Configuring and Monitoring Service Apps
Configuration Parameters
Service Apps typically read there configuration from their oConfig.json
file.
The default setup provides such a sample file in res/oConfigNode.json
. When building the service app, the file is copied into the dist
folder, and renamed to oConfig.json
.
Parameters can be set either in the oConfig.json
file, or on the command line parameter using the --
syntax. The two examples below are therefore equivalent:
- oConfig.json syntax:
"myparameter": "somevalue"
- command line parameter:
npm run serve:node -- myparameter=somevalue
Parameter | Sample value | Documentation |
---|---|---|
sc.app | 01888abcd8e4e5fa301c | The tag of the Service App to be launched. |
sc.production | true | Set to true to enable some optimizations relevant in production. In particular, when true apps no longer subscribe to changes to the application graph (which is not supposed to happen in production). |
sc.remoteactiontimeout | 20000 | The number of milliseconds after which a remote action will timeout. Increase this value if the Remote Actions have some slow processing. |
defaultHost | myinstance.olympe.io | The instance to connect to, with good default values for the server , bus and data parameters (see below for more details). For front-ends, the default value of defaultHost is the hostname of the URL, for backends, it is localhost . |
bus.vhost | myinstance | The bus vhost to connect to. |
auth.autoLogin | true | Whether to use auth.autoUser and auth.autoPassword for authentication. |
auth.autoUser | username | The username to use to connect to the Olympe Orchestrator. |
auth.autoPassword | password | The password to use to connect to the Olympe Orchestrator. |
host.processProbe | true | Whether to enable the /readiness probe for automatic restart (see below).
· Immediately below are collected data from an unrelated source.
PR #690, opened 2022-01-30
Reduce xlib calls and other optimisations

AethanFoot:
This reduces the xlib calls by 1: removing calls that don't add anything, 2: focus events are self contained and no longer makes moving/resizing calls, 3: only make the windows move/resize when needed (this mainly involves returning false in command_handler/display_event_handler when the windows don't actually move/resize, not returning true/false depending on whether it succeeded). Maybe more to come.

Thanks.

### DIFF
--- a/leftwm-core/src/display_servers/xlib_display_server/mod.rs
+++ b/leftwm-core/src/display_servers/xlib_display_server/mod.rs
@@ -83,30 +83,14 @@ impl DisplayServer for XlibDisplayServer {
             }
         }
 
-        match self.xw.mode {
-            // Only process minimal events when moving/resizing.
-            Mode::MovingWindow(_)
-            | Mode::ResizingWindow(_)
-            | Mode::ReadyToMove(_)
-            | Mode::ReadyToResize(_) => {
-                let xlib_event = self.xw.get_mask_event();
-                let event = XEvent(&mut self.xw, xlib_event).into();
-                if let Some(e) = event {
-                    log::trace!("DisplayEvent: {:?}", e);
-                    events.push(e);
-                }
-            }
-            Mode::Normal => {
-                let events_in_queue = self.xw.queue_len();
+        let events_in_queue = self.xw.queue_len();
 
-                for _ in 0..events_in_queue {
-                    let xlib_event = self.xw.get_next_event();
-                    let event = XEvent(&mut self.xw, xlib_event).into();
-                    if let Some(e) = event {
-                        log::trace!("DisplayEvent: {:?}", e);
-                        events.push(e);
-                    }
-                }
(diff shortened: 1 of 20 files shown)


leftwm-core/src/display_servers/xlib_display_server/xatom.rs
```diff
@@ -120,143 +119,57 @@ impl XAtom {
     #[allow(clippy::too_many_lines)]
     // TODO: Use a match statement.
```
VuiMuich, line 120: Nice!
I guess the TODO isn't needed any longer then.

VuiMuich:
Awesome work as always, Aethan!

Wondering how much is there to come, bevore exiting draft status :joy:

AethanFoot:
Some mundane tasks are done and other random pieces (most in an effort to debug/improve/fix ClickTo not really successfully, it may be better). Main thing for this pr is checking for regressions (haven't found any in the few days I have been using it).
Thanks!

leftwm-core/src/display_servers/xlib_display_server/mod.rs
```diff
@@ -101,137 +103,33 @@ impl DisplayServer for XlibDisplayServer {
...
-            }
-            DisplayAction::ReloadKeyGrabs(keybinds) => {
-                self.xw.reset_grabs(&keybinds);
-                None
-            }
-            DisplayAction::ConfigureXlibWindow(window) => {
-                self.xw.configure_window(&window);
-                None
-            }
+                previous_window,
```
mautamu, line 128: Thank you for taking care of this!

leftwm-core/src/display_servers/xlib_display_server/xatom.rs
```diff
@@ -117,146 +116,58 @@ impl XAtom {
...
+            a if a == self.NetDesktopViewport => "_NET_DESKTOP_VIEWPORT",
+            a if a == self.NetNumberOfDesktops => "_NET_NUMBER_OF_DESKTOPS",
+            a if a == self.NetCurrentDesktop => "_NET_CURRENT_DESKTOP",
+            a if a == self.NetDesktopNames => "_NET_DESKTOP_NAMES",
+            a if a == self.NetWMDesktop => "_NET_WM_DESKTOP",
+            a if a == self.NetWMStrutPartial => "_NET_WM_STRUT_PARTIAL",
+            a if a == self.NetWMStrut => "_NET_WM_STRUT",
+
+            a if a == self.UTF8String => "UTF8_STRING",
+            _ => "(UNKNOWN)",
```
mautamu, line 169: Much cleaner!

mautamu (approved):
Appears to work, although I'm not sure exactly what to test for.

PR #694, opened 2022-02-03
FocusWindow command

Melesar:
This command focuses a window with the given `WM_CLASS`. 

- If the window is not present, it does nothing
- If the window is visible in any workspace, it will gain focus
- If the window is not visible, the current workspace will switch to a tag with the window and give it focus
- If the window is hidden in the `Monocle` or `MainAndDeck` layout, it will scroll the layout so that the window becomes visible and focused
- If the window is already focused, it will focus the previousely focused one, following the same rules

Example configuration:

```toml
[[keybind]]
command = "FocusWindow"
value = "brave-browser" # The first or the second entry of WM_CLASS attribute
modifier = ["modkey"]
key = "b"
```
Another added possibility is to focus a visible window by its index on the screen. Example configuration:

```toml
[[keybind]]
command = "FocusWindow"
value = "1" # Will focus the first window on the screen
modifier = ["modkey", "Control"]
key = "1"
```
Indices are not displayed in any way yet. This feature is WIP for now and will not be documented

Issue #275, opened 2021-04-06
Intermittent: Polybar overwrites tags area with code from template.liquid


bmclean2:
Seemingly randomly, and more frequently since the last few commits, polybar will overwrite the tags module with code directly from template.liquid. So I'll get the end of a line like this `%{A1:$SCRIPTPATH/change_to_tag {{workspace.index}} {{tag.index}}:}` printed to the screen on the bar, but with the variables completed. What I see is `H/change_to_tag 0 6:}` overwriting tags 1 through 6. I originally wondered if there was a typo in the file, but I can't spot one. It happens intermittently, but enough to be an annoyance. It is caused by both key bindings and mouse clicks, and doesn't seem to be related to the tag index. Problem exists on community themes as well.

mautamu:
I’ve witnessed this as well. My suspicion is that it might be an unescaped parenthesis in the name of the window, as it seems to happen most often on tags with Firefox, Brave, or Thunderbird open.

bmclean2:
Yes, I usually have both Firefox and Brave open, so that would explain things. The increasing frequency could just be a coincidence.

VuiMuich:
As mentioned in #207 I observed something similar, but I believe that it is actually a different issue: polybar is faster with launching then leftwm-state can produce an parsable output and prints the returned error-message.
Also had this during crashes of leftwm-worker, for obvious reasons.

Maybe we should look for a way to make polybar to fallback to some default, if leftwm-state fails to return the correct output.

A possible solution should then be included in the troubleshooting and 'theming polybar' sections of readme and wiki.

VentGrey:
I commented this on the official discord when the `_NET_CURREN_DESKTOP` bug happened. An easy way to trigger it is to copy the polybar example and "spam" the workspace change keybind (Hold <kbd>Super</kbd> + <kbd>2</kbd> for example) and you'll see the same strange formatting referred in #575.

PR #697, opened 2022-02-07
Remove Chrono Dependency

mautamu:
Partially resolves RUSTSEC2020-0159.
 - Removes chrono 
 - Bumps time. 

 !!!DOES NOT REMOVE TIME 0.1.43 FROM ENTIRE DEPENDENCY TREE!!!

Cheers,
Mau

Tagging #594,

### DIFF
--- a/Cargo.lock
+++ b/Cargo.lock
@@ -13,18 +13,18 @@ dependencies = [
 
 [[package]]
 name = "ansi_term"
-version = "0.11.0"
+version = "0.12.1"
 source = "registry+https://github.com/rust-lang/crates.io-index"
-checksum = "ee49baf6cb617b853aa8d93bf420db2383fab46d314482ca2803b40d5fde979b"
+checksum = "d52a9bb7ec0cf484c551830a7ce27bd20d67eac647e1befb56b0be4ee39a55d2"
 dependencies = [
  "winapi",
 ]
 
 [[package]]
 name = "anyhow"
-version = "1.0.48"
+version = "1.0.53"
 source = "registry+https://github.com/rust-lang/crates.io-index"
-checksum = "62e1f47f7dc0422027a4e370dd4548d4d66b26782e513e98dca1e689e058a80e"
+checksum = "94a45b455c14666b85fc40a019e8ab9eb75e3a124e05494f5397122bc9eb06e0"
 
 [[package]]
 name = "anymap2"
@@ -51,9 +51,9 @@ dependencies = [
 
 [[package]]
 name = "autocfg"
-version = "1.0.1"
+version = "1.1.0"
 source = "registry+https://github.com/rust-lang/crates.io-index"
-checksum = "cdb031dd78e28731d87d56cc8ffef4a8f36ca26c38fe2de700543e627f8a464a"
+checksum = "d468802bab17cbc0cc575e9b053f41e72aa36bfa6b7f55e3529ffa43161b97fa"
 
 [[package]]
 name = "bitflags"
@@ -70,7 +70,16 @@ dependencies = [
  "block-padding",
  "byte-tools",
  "byteorder",
- "generic-array",
+ "generic-array 0.12.4",
+]
+
+[[package]]
+name = "block-buffer"
+version = "0.9.0"
+source = "registry+https://github.com/rust-lang/crates.io-index"
+checksum = "4152116fd6e9dadb291ae18fc1ec3575ed6d84c29642d97890f4b4a3417297e4"
+dependencies = [
+ "generic-array 0.14.5",
 ]
 
 [[package]]
@@ -127,9 +136,9 @@ dependencies = [
 
 [[package]]
 name = "clap"
-version = "2.33.3"
+version = "2.34.0"
 source = "registry+https://github.com/rust-lang/crates.io-index"
-checksum = "37e58ac78573c40708d45522f0d80fa2f01cc4f9b4e2bf749807255454312002"
+checksum = "a0610544180c38b88101fecf2dd634b174a62eef6946f84dfc6a7127512b381c"
 dependencies = [
  "ansi_term",
  "atty",
@@ -141,10 +150,19 @@ dependencies = [
 ]
 
 [[package]]
-name = "crossbeam-channel"
-version = "0.5.1"
+name = "cpufeatures"
+version = "0.2.1"
 source = "registry+https://github.com/rust-lang/crates.io-index"
-checksum = "06ed27e177f16d65f0f0c22a213e17c696ace5dd64b14258b52f9417ccb52db4"
+checksum = "95059428f66df56b63431fdb4e1947ed2190586af5c5a8a8b71122bdf5a7f469"
+dependencies = [
+ "libc",
+]
+
+[[package]]
+name = "crossbeam-channel"
+version = "0.5.2"
+source = "registry+https://github.com/rust-lang/crates.io-index"
+checksum = "e54ea8bc3fb1ee042f5aace6e3c6e025d3874866da222930f70ce62aceba0bfa"
 dependencies = [
  "cfg-if",
  "crossbeam-utils",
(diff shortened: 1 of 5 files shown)


mautamu:
I haven't been able to locally check this for accuracy. @0323pin Does this work for you?

(MSRV check blocked on https://github.com/leftwm/leftwm/pull/694).

0323pin:
@mautamu It was sleep time where I am. Thanks for the quick work.
I need to get a few things done first (work) but, I'll kick a patched build as soon as I possibly can and report back.
Thanks you!

VuiMuich:
May I ask why you are using `UTC` in the `log` and `local` in `leftwm-state`?

Btw. nice one with the `if let Ok(..)` I only found `.expect()` to unwrap it in my commit on #508 yesterday.

0323pin:
@mautamu It builds fine but I get "TIME ERROR!" on the bar when having `{{ localtime }}` in `template.liquid`.
Should I be calling something else in `template.liquid`? I've looked at the changes but, I'm failing to see

If I use `{{ "now" | date: "%Y-%m-%d %H:%M" }}` time shows up in UTC as expected.

VuiMuich:
> @mautamu It builds fine but I get "TIME ERROR!" on the bar when having `{{ localtime }}` in `template.liquid`. Should I be calling something else in `template.liquid`? I've looked at the changes but, I'm failing to see how to call the new variable.
> 
> If I use `{{ "now" | date: "%Y-%m-%d %H:%M" }}` time shows up in UTC as expected.

`{{ "now" | date: "%Y-%m-%d %H:%M" }}` is 'a function' directly from the `liquid-core` crate and is only able to return UTC

This is weird, the following code works fine in the `fn setup_logfile()` but returns an error just as mautamu's code:
```rust
    let date = time::OffsetDateTime::now_local().expect("Localtime: ");
    return date
        .format(time::macros::format_description!(
            "[year]-[month]-[day] [hour]:[minute]"
        ))
        .expect("Formated localtime: ")
        .to_string();
```

0323pin:
> `{{ "now" | date: "%Y-%m-%d %H:%M" }}` is 'a function' directly from the liquid-core crate and is only able to return UTC

Yes, I know. You have linked the bug earlier.

So, you're seeing it also?

VuiMuich:
I built this little test project:
`src/main.rs`
```rust
fn get_localtime() -> String {
    // let now = chrono::Local::now();
    // now.format("%m/%d/%Y %l:%M %p").to_string()

    // log::info!("The `{{ localtime }}` feature is deprecated, please use another source like this little program from the epitaph theme https://github.com/VentGrey/Epitaph/blob/90a4a799001d8896beff5226143dddaf34e9b3f4/scripts/lemonbar/time.c");
    // "DEPRECATED_LOCALTIME".to_string()

    let now = time::OffsetDateTime::now_local().expect("My Localtime");
    return format!(
        "{}",
        now.format(time::macros::format_description!(
            "[year]-[month]-[day] [hour]:[minute]"
        ))
        .expect("My Formated localtime")
    );

    // if let Ok(now) = time::OffsetDateTime::now_local() {
    //     if let Ok(ret) = now.format(time::macros::format_description!(
    //         "[month]/[day]/[year] [hour]:[minute]:[second]"
    //     )) {
    //         return ret;
    //     }
    // }
    // String::from("TIME ERROR!")
}
```
`Cargo.toml`
```toml
[package]
name = "timetest"
version = "0.1.0"
edition = "2021"

# See more keys and their definitions at https://doc.rust-lang.org/cargo/reference/manifest.html

[dependencies]
time = {version = "0.3.7", features = ["formatting", "local-offset", "macros"]}
```
And it runs as expected:
```shell
timetest >>> cargo r
   Compiling timetest v0.1.0 (/home/vuimuich/timetest)
    Finished dev [unoptimized + debuginfo] target(s) in 0.53s
     Running `target/debug/timetest`
The one: 202202071212
and the other: 2022-02-07 12:12
```
So something seems to be weird in the context of `leftwm-state`. Maybe it is from conflcting `time` crates, as `liguid-core` uses `0.1.44` and we want `0.3.7`...

0323pin:
> So something seems to be weird in the context of leftwm-state. Maybe it is from conflcting time crates, as liguid-core uses 0.1.44 and we want 0.3.7...

Indeed, it's strange. The code runs as expected when used stand-alone but fails when inside `leftwm-state`.
Maybe it's worthy to try to force `liquid-core` to update `time`, if it turns out to be conflicting crate versions?

VuiMuich:
But actually that would also be weird, as `liquid` only gets used locally in functions and I thought that should limit its life span and 'our' `time` is also limited to the `get_localtime` function.
And why is my variant calling `get_localtime` even with `{{ "now" | date: "%Y-%m-%d %H:%M" }}`?

0323pin:
> And why is my variant calling get_localtime even with {{ "now" | date: "%Y-%m-%d %H:%M" }}?

You're right, that's weird. This should be a liquid only thing and shouldn't be impacted. 😮

mautamu:
> May I ask why you are using `UTC` in the `log` and `local` in `leftwm-state`?
> 

That’s just the fallback, since now_local returns Result and now_utc returns the underlying object without a result.


Also that’s some extremely peculiar behavior  we’ve found… 🤨. I’ll try to take a look after work if y’all haven’t figured it out by then.

Also just saw the work on the logger default 🤦. Apologies I didn’t see it earlier. Will try to integrate proposed changes later too.

VuiMuich:
> That’s just the fallback, since now_local returns Result and now_utc returns the underlying object without a result.

:see_no_evil: I totally missed that it is in the `else` arm, now that absolutely makes sense as a fallback. Sorry for my blindness :bow:

> Also that’s some extremely peculiar behavior we’ve found… raised_eyebrow. I’ll try to take a look after work if y’all haven’t figured it out by then.
> 
> Also just saw the work on the logger default facepalm. Apologies I didn’t see it earlier. Will try to integrate proposed changes later too.

I tried to backtrace it but I am bad at this and don't understand the output :roll_eyes: 
I asked for an opinion on the rust discord and they think it is not possible to compile two versions of a crate into one binary, which is a pitty, as `chrono` is used as well in `liquid-core` as mentioned and in `slog-term`.
Right now I am tumbling down that rabbit whole:
- `liquid` are aware of the vulnerability and appear generally open to do the move to `time` – no idea though how big that effort would be for them
- `slog-term` have no (relevant) mention of `chrono` or `time` or the vulnerability, but as this is the only crate of the `slog` suite chances are the changes to do the switch are manageable
- `chrono` appears to be almost completely stalled (last commit in October 2021) at this point

0323pin:
> I asked for an opinion on the rust discord and they think it is not possible to compile two versions of a crate into one binary

:(

> solved this by `slog-term v2.8.1`

Nice, they just need to push a release now.

Which, leaves `liquid`.

mautamu:
Oh actually I think I have an idea for how to do it, but it’ll take a bit of effort. 

The tldr is this:

https://stackoverflow.com/questions/50999616/how-to-idiomatically-alias-a-crate-in-rust-2018

VuiMuich:
Another idea: as `leftwm-state` operates on updates on the state we could store the time in the state file and update it from the `worker`, so the two `time` crates end up in different binaries.

0323pin:
Hmm... sounds like a burden to maintain. Much cleaner if `liquid` and `slog-term` could keep `time` in sync.

Thoughts?!

VuiMuich:
:thinking: so 

> Oh actually I think I have an idea for how to do it, but it’ll take a bit of effort.
> 
> The tldr is this:
> 
> https://stackoverflow.com/questions/50999616/how-to-idiomatically-alias-a-crate-in-rust-2018

I tried this in the little `timetest` from above, but I believe it breaks macros :sob:

mautamu:
Ah there’s a way to do it without macros but will make the code less clean 😢.

mautamu:
I've gotten a bit further, but my solution can't obtain the current offset. We could pass through an offset? Not super familiar with liquid, but maybe localtime(-5)? 

Thoughts? @VuiMuich / @0323pin

0323pin:
> I've gotten a bit further, but my solution can't obtain the current offset. We could pass through an offset?

Do you mean it passes UTC?
Because `liquid` can do that on it's own. I also thought about adding one to the hour but couldn't find how to do that in `liquid`.
Unfortunately, `liquid` doesn't seem to do `date -d '+1 hour'

mautamu:
I think this is what's causing #275

0323pin:
> I'm now in favor of dropping chrono and time from leftwm-state entirely.

Looks like `liquid` is closing in on a fix to drop `chrono`, https://github.com/cobalt-org/liquid-rust/pull/460

VuiMuich:
> > I'm now in favor of dropping chrono and time from leftwm-state entirely.
> 
> Looks like `liquid` is closing in on a fix to drop `chrono`, [cobalt-org/liquid-rust#460](https://github.com/cobalt-org/liquid-rust/pull/460)

If they get the crate bumped as soon as they merged this I guess we could wait and bump `liquid` in our `Cargo.toml` as well.

PR #709, opened 2022-02-17
Add configuration option to move new windows to top

lgmys:
This PR allows the user to explicitly say in the `config.toml` that
new windows should be moved to the top.

### DIFF
--- a/leftwm-core/src/handlers/window_handler.rs
+++ b/leftwm-core/src/handlers/window_handler.rs
@@ -338,11 +338,14 @@ fn insert_window(state: &mut State, window: &mut Window, layout: Layout) {
         }
     }
 
-    // If a window is a dialog, splash, or scractchpad we want it to be at the top.
+    // If a window is a dialog, splash, or scractchpad,
+    // or move_new_windows_to_top is set in the config,
+    // we want it to be at the top.
     if window.r#type == WindowType::Dialog
         || window.r#type == WindowType::Splash
         || window.r#type == WindowType::Utility
         || is_scratchpad(state, window)
+        || state.insert_new_windows_on_top
     {
         state.windows.insert(0, window.clone());
         return;
--- a/leftwm-core/src/config/mod.rs
+++ b/leftwm-core/src/config/mod.rs
@@ -31,6 +31,8 @@ pub trait Config {
 
     fn focus_new_windows(&self) -> bool;
 
+    fn insert_new_windows_on_top(&self) -> bool;
+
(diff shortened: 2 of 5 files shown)


leftwm-core/src/handlers/window_handler.rs
```diff
@@ -56,6 +56,10 @@ impl<C: Config, SERVER: DisplayServer> Manager<C, SERVER> {
             self.state.focus_window(&window.handle);
         }
 
+        if self.config.move_new_windows_to_top() {
+            self.state.move_to_top(&window.handle);
+        }
+
```
AethanFoot, line 62: Rather than handling this here I would place it in insert_window. Also calling move_to_top may cause the tiled window to appear above floating windows, instead I would insert the window first in the workspace before the sorting happens. Placing your check in this block of insert_window should work:
```
        if matches!(layout, Layout::Monocle | Layout::MainAndDeck) || new_option { // Add check for new option
            // Extract the current windows on the same workspace.
            let mut to_reorder = helpers::vec_extract(&mut state.windows, for_active_workspace);
            if layout == Layout::Monocle || to_reorder.is_empty() || new_option { // Add check for new option
                // When in monocle we want the new window to be fullscreen if a window was
                // fullscreen.
                if was_fullscreen {
                    let act = DisplayAction::SetState(
                        window.handle,
                        !window.is_fullscreen(),
                        WindowState::Fullscreen,
                    );
                    state.actions.push_back(act);
                }
                // Place the window above the other windows on the workspace.
                to_reorder.insert(0, window.clone());
            } else {
```

AethanFoot (commented):
Thanks for adding this!

leftwm-core/src/handlers/window_handler.rs
lgmys: Cool I will improve it later today, thanks!

lgmys: Unfortunately, `insert_window` is not aware of config, so the config value I introduced would have to passed in somehow, via an argument maybe?

Also, shouldn't it be placed just above this?:
```
    // Past special cases we just push the winodw to the bottom.
    state.windows.push(window.clone());
```

lgmys: Insertion would be done like this `state.windows.insert(0, window.clone());` I imagine

AethanFoot:
Hmmm, this may be encompassed by #710.

lgmys:
Closing this in favor of #710

Issue #358, opened 2021-05-26
[Feature] New Windows as Master


jooooscha:
Is there a way to make a new window automatically the master?
If I missed something, please point me there :)

Thanks :)

AethanFoot:
Currently not, however this would easy enough to implement a switch for this.
For future reference I would say this could be an option per tag/layout once greater configuration is implemented.

VuiMuich:
> For future reference I would say this could be an option per tag/layout once greater configuration is implemented.

Agreed, having this option at least configurable per layout is quite important as there probably might be very different opinions on the preferred behavior.

nblxxx:
Just installed Leftwm and love it already! but this is the only confusing thing about it for me, coming from xmonad, where new windows spawn in the previously focused tile, so if you're in master they go there (so not always, like requested by @jooooscha here)

kid:
I think one feature that would be nice would be the option to insert the window relative to the current window, and not just the top/bottom of the stack

VuiMuich:
These are some great ideas.
So basically the the switch could be a `new_window_mode` with options `Top`, `Bottom`, `InsertBeforeCurrent`, `InsertAfterCurrent` and `Replace`.

nblxxx:
That would be perfect!

> So basically the the switch could be a `new_window_mode` with options `Top`, `Bottom`, `InsertBeforeCurrent`, `InsertAfterCurrent` and `Replace`.

kid:
Not sure what would be the behavior of `Replace` though, what did you have in mind @VuiMuich ?

VuiMuich:
I guess in most scenarios it would end up being the same as `InsertBeforeCurrent`. I thought there might be a corner case where they might be a bit different, but not sure anymore. :shrug:

VuiMuich:
Implemented in #710

PR #710, opened 2022-02-19
Configurable new window behavior

kid:
This implements #358 and allows configurable behavior for new windows.

### DIFF
--- a/leftwm-core/src/config/insert_behavior.rs
+++ b/leftwm-core/src/config/insert_behavior.rs
@@ -1,0 +1,9 @@
+use serde::{Serialize, Deserialize};
+
+#[derive(Serialize, Deserialize, Debug, Clone, Copy, PartialEq)]
+pub enum InsertBehavior {
+    Top,
+    Bottom,
+    BeforeCurrent,
+    AfterCurrent
+}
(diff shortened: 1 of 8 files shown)


kid:
Probably needs a better name than `insert_behavior`, maybe `new_window_mode`?

kid:
Also, I'm not sure what to do with Monocle and `MainAndDeck`, as I'm not sure why they are special cases in `insert_window` (I can guess why for `Monocle`, but `MainAndDeck` is a bit of a mystery :thinking: )

kid:
Marking as ready now that it has tests, but I'm just not sure about the naming

VuiMuich:
> Also, don't know what to do with Monocle and `MainAndDeck`, as I'm not sure why they are special cases in `insert_window` (I can guess why for `Monocle`, but `MainAndDeck` is a bit of a mystery thinking )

Set to true by default. |
Custom Network Configurations
The following parameters are available for advanced configurations, and override the defaultHost
defaults.
Parameter | Sample value | Documentation |
---|---|---|
server.host | myinstance.olympe.io | The hostname or IP address where to reach the Olympe Orchestrator. |
server.port | 443 | The port to be used. |
server.ssl | true | Whether to enable HTTPS / WSS or not. |
bus.host , bus.port , bus.ssl , bus.path | Enable configuring the connection to the message broker used for UI App - Service App and Service App - Service App communications. | |
data.httpHost , data.httpPort , data.httpSSL , data.httpPath | For advanced datasource configuration. |
Ensuring that Service Apps are running
Olympe service apps have a default endpoint that Kubernetes or other infrastructure managers can use to monitor their well being. This healthcheck endpoint is accessible on /readiness
on port 3141
. Upon success, the endpoint returns a code 200
, with details in the response body. If something goes wrong, the endpoint returns a 500
code, with details in the response body. Infrastructure managers can use that /readiness
probe to automatically restart failing processes.
Default Checks
The default health checks validate the following elements:
- The connection to the Olympe Orchestrator is active
- The service app is authenticated (i.e. not running as guest)
- The service app is connected to the bus
- (If applicable) Data sources are accessible
Additional checks can be implemented within applications, e.g. to verify connectivity to external services, databases, storage, etc.
Implementing Custom Health Checks in DRAW
DRAW provides a Register Health Check
brick, to be used within a Service running in the Service App to be monitored. The brick shall output either a Control Flow if all is well, or an Error Flow otherwise. See the brick documentation for more details.